Source material
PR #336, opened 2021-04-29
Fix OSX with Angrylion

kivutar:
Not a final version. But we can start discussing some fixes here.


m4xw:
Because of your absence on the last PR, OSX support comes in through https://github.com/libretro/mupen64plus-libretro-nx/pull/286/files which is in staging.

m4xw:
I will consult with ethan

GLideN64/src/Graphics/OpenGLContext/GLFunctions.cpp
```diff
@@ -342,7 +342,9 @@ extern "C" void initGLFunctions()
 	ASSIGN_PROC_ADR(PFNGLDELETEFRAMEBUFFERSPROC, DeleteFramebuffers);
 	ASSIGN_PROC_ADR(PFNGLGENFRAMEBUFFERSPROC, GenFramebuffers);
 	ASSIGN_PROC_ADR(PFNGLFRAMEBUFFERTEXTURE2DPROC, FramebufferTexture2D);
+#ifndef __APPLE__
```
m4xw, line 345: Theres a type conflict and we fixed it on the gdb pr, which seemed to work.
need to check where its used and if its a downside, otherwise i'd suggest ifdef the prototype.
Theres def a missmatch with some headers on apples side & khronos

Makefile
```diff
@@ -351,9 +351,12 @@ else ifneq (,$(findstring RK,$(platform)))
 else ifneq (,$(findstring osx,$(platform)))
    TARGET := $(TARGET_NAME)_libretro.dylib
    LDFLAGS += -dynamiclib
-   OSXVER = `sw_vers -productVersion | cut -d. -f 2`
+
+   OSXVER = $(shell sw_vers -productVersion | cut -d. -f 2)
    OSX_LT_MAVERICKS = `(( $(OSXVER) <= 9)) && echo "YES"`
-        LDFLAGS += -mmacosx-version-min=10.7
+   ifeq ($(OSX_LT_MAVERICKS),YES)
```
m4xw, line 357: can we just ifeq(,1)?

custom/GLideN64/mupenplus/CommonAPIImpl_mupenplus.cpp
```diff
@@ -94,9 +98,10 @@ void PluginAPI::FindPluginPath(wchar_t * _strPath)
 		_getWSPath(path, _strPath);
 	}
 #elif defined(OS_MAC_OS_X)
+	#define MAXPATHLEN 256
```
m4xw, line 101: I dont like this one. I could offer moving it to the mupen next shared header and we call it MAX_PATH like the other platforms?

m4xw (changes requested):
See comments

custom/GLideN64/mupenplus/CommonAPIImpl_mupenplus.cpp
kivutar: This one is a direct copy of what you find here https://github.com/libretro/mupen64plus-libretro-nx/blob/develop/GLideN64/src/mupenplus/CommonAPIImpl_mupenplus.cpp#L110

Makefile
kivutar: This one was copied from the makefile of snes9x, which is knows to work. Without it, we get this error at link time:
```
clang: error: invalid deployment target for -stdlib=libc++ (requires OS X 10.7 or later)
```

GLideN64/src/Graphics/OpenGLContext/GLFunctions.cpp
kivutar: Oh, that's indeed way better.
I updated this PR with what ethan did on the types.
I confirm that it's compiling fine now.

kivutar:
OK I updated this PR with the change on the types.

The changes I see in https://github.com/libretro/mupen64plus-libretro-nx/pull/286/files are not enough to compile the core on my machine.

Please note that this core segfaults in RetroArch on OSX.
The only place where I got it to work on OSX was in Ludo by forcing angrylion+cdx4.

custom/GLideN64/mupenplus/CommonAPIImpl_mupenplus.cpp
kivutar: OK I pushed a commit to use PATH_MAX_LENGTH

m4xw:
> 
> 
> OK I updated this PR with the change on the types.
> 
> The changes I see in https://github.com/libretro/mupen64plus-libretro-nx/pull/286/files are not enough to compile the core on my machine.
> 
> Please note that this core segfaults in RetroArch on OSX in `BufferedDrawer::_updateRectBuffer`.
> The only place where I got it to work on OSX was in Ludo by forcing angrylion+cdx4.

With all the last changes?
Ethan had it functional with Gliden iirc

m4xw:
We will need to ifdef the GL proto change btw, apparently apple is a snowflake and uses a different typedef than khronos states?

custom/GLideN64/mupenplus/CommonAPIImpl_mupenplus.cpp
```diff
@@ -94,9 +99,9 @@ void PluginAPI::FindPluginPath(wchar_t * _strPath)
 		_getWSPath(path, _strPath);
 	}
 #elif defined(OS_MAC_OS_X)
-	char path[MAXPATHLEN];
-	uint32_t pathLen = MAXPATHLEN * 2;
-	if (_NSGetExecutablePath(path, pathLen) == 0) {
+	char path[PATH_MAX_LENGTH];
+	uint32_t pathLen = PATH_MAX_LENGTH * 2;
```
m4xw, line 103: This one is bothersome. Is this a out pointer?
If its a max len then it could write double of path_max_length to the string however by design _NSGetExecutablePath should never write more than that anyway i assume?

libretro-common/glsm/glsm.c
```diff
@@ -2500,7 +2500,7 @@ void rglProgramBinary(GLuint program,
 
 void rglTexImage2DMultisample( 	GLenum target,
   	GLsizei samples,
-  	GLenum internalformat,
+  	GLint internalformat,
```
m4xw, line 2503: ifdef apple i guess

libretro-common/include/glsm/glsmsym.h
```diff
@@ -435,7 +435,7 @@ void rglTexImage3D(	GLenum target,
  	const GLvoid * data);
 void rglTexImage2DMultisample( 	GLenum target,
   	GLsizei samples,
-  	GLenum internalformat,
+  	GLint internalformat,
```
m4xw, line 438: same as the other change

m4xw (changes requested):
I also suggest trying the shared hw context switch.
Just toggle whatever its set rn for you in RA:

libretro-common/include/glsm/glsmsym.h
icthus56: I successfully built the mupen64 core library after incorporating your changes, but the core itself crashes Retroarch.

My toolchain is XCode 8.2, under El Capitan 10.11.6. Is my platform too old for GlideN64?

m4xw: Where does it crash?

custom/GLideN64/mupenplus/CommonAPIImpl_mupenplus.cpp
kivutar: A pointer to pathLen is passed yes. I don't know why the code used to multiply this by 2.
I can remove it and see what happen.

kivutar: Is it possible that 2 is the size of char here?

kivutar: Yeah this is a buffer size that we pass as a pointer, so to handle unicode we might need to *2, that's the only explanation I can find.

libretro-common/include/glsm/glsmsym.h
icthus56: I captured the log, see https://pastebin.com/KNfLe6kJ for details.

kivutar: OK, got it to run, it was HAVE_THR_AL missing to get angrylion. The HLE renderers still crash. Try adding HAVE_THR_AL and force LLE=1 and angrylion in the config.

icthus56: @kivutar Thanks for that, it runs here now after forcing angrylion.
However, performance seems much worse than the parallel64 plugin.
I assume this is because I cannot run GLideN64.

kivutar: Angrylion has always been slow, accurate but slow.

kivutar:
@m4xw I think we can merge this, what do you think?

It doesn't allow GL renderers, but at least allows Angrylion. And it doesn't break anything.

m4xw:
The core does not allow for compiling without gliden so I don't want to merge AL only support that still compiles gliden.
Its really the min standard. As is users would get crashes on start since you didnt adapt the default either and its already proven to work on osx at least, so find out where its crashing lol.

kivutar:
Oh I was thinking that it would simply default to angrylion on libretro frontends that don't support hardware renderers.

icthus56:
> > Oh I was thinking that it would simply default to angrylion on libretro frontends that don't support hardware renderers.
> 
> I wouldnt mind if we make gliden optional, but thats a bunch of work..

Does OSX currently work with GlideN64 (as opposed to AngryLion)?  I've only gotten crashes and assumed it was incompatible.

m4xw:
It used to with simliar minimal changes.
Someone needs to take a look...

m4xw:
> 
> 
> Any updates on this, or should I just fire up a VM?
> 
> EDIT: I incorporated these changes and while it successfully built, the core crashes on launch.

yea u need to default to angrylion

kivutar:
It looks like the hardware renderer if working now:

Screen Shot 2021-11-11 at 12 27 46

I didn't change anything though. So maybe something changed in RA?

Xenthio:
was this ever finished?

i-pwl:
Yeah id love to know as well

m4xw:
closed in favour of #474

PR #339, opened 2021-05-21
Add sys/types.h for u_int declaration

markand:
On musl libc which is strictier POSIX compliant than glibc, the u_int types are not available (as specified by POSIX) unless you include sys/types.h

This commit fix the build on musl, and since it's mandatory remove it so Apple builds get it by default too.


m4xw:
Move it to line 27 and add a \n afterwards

Problem to work on
Only a number is wanted here: the count of lines above that hold the word "Ludo".

Response area
2